A bag of 4100 chocolates is packed in 3 different types of boxes the ratio of the number of chocolates in 1 box to the no of chocolates in box 2 is 2:5 and the ratio of number of chocolates in box 3 is 3:4 .find the number of chocolates in each box
Answers
Answer:
600, 1500, 2000
Step-by-step explanation:
Number of chocolates= 4100
Number in boxes: box 1= x, box 2= y, box 3= z
Ratio of numbers:
x/y=2/5 and y/z=3/4, changing these to have a common number for y:
x/y=6/15 and y/z=15/20
So ratio of 3 numbers now:
x:y:z=6:15:20
6+15+20=41 parts make 4100 so, each part equals to 100 and we have numbers as:
x=600, y=1500, z=2000 chocolates in boxes
Given:
Number of chocolates in bag=4,100
Number of boxes=3
The ratio of number of chocolates in boxes 1 and 2=2:5
The ratio of number of chocolates in boxes 2 and 3=3:4
To find:
The number of chocolates in each box
Solution:
We can find the number of chocolates by following the given steps-
We know that the ratio of any two boxes can be used to calculate the ratio of all three boxes.

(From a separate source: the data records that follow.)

Issue #4971, opened 2022-03-08
Document and provide a way to disable global state modification by Collector


mx-psi:
**Is your feature request related to a problem? Please describe.**

On initialization, the Collector modifies global state from external dependencies in a number of ways; for example (probably not an exhaustive list!):

- Modify the global gRPC logger https://github.com/open-telemetry/opentelemetry-collector/blob/52f866991b4bf4c07b371c043da03cb765b76bc2/service/internal/telemetrylogs/logger.go#L76
- Modify the global meter provider when using the OTel metrics feature flag https://github.com/open-telemetry/opentelemetry-collector/blob/f980c9ef25b1110288ab1b0a297419ec83b541a1/service/telemetry.go#L213 
- Modify the global trace provider https://github.com/open-telemetry/opentelemetry-collector/blob/52f866991b4bf4c07b371c043da03cb765b76bc2/service/collector.go#L215

All of these provide useful features, but it makes it difficult to use the Collector as a library: in the grpc logger example in particular, it can lead to data races since the logger access is not atomic, in the global providers it may interact in unexpected ways with other parts of a codebase.

 **Describe the solution you'd like**

The Collector's documentation will explicitly state any global state modifications of externally accessible structs. It also provides an option to disable these modifications. In the cases listed above, something like #4970 would work, since it could be the telemetry provider's responsibility to modify global telemetry state.

dmitryax:
@mx-psi will you be able to work on this one?

mx-psi:
Sure :)

bogdandrutu:
Removed https://github.com/open-telemetry/opentelemetry-collector/pull/5138

mx-psi:
👍 will focus just on the gRPC logger then

Issue #4970, opened 2022-03-08
Allow overriding telemetry providers


mx-psi:
**Is your feature request related to a problem? Please describe.**

When embedding the OpenTelemetry Collector on an existing application, said application may have an existing telemetry system for logging, metrics and/or tracing. With the current API, while some features of the telemetry may be configurable through the configuration provider (e.g. one can enable/disable the metrics telemetry), the telemetry can't be easily integrated into existing systems.

Currently, the logging features can be overriden since one can pass `LoggingOptions`, https://github.com/open-telemetry/opentelemetry-collector/blob/f980c9ef25b1110288ab1b0a297419ec83b541a1/service/settings.go#L64-L65 which effectively allows one to change the `zap.Core` and have arbitrary logging, but the metrics and traces providers cannot be modified apart from the config exposed in the YAML.

**Describe the solution you'd like**

A new `TelemetryFactory` can be passed to `CollectorSettings`. This provider would have a type similar to:

```go
type TelemetryFactory func(*config.ServiceTelemetry) telemetry.TelemetrySettings
```

A default `TelemetryFactory` is provided for distributions that want to keep the current behavior or build upon the current behavior. This factory can take options such as `zap.Logger` options.

The `LoggingOptions` field is eventually removed, since it's superseded by the default factory.

**Describe alternatives you've considered**

`CollectorSettings` could instead have new `MetricsOptions` and `TracingOptions` of some kind, although this seems more restrictive.

**Additional context**

I think this will allow creating the telemetry providers at the same point in the initialization as today, but care should be taken to ensure that this can be done as soon as possible.

The factory for telemetry settings should be extendable in the future for new types of telemetry that OpenTelemetry may add. This is effectively the same problem as the one we have with component factories, and we can apply the same solution here.

pmm-sumo:
I think having more flexible options here could be also helpful when implementing [own telemetry reporting](https://github.com/open-telemetry/opamp-spec/blob/main/specification.md#own-telemetry-reporting) capability of OpAMP (or any other use-case where collector's own telemetry is sent out)

bogdandrutu:
@pmm-sumo if otel-go library is not capable of supporting that (via an extra exporter for example) then we failed to implement the library sdk. I don't think for your use-case this issue is relevant.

The number of chocolates in box 1: Number of chocolates in box 2=2:5 = 6:15
The number of chocolates in box 2: Number of chocolates in box 3=3:4 = 15:20
The ratio of all the three boxes= Number of chocolates in box 1: Number of chocolates in box 2:Number of chocolates in box 3
=6:15:20
The total number of chocolates=4100
Number of chocolates in box 1= 6×4100/41
= 600 chocolates
Number of chocolates in box 2= 15×4100/41
=1500 chocolates
Number of chocolates in box 3= 20×4100/41
=2000 chocolates
Therefore, the number of chocolates in each box is 600, 1500, and 2000.